(Dataset entries)
PR #495, opened 2012-05-20
Animate topic changes

dpen2000:
This is promised topic change animation

### DIFF
--- a/JabbR/Chat.ui.js
+++ b/JabbR/Chat.ui.js
@@ -690,13 +690,13 @@
         var topic = roomViewModel.Topic;
         var topicHtml = topic === '' ? 'You\'re chatting in ' + roomViewModel.Name : '<strong>Topic: </strong>' + topic;
         var roomTopic = room.roomTopic;
-        var isVisibleRoom = getCurrentRoomElements().getName() == roomViewModel.Name;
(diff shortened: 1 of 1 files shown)


JabbR/Chat.ui.js
```diff
@@ -689,7 +689,15 @@
...
         var topic = roomViewModel.Topic;
         var topicHtml = topic === '' ? 'You\'re chatting in ' + roomViewModel.Name : '<strong>Topic: </strong>' + topic;
-        room.roomTopic.html(topicHtml);
+        var roomTopic = room.roomTopic;
+        var isVisibleRoom = getCurrentRoomElements().getName() == roomViewModel.Name;
+        if (isVisibleRoom) {
+            roomTopic.hide();
+        }
+        roomTopic.html(topicHtml);
+        if (isVisibleRoom) {
```
samandmoore, line 698: is it necessary to check `isRoomVisible` twice?

dpen2000, line 698: See: https://github.com/davidfowl/JabbR/pull/495#commitcomment-1353163

samandmoore, line 698: we're not liking the `slideDown` it looks weird... maybe try `roomTopic.fadeIn(2000);`? that would be using the same fade effect that the rotating tips use that are below the message box. if you wanna change it to that we will take another look.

▶ [What you are asked to do] Check the lines above and copy each one that includes "JabbR".

▶ [Result]
--- a/JabbR/Chat.ui.js
+++ b/JabbR/Chat.ui.js
JabbR/Chat.ui.js
dpen2000, line 698: See: https://github.com/davidfowl/JabbR/pull/495#commitcomment-1353163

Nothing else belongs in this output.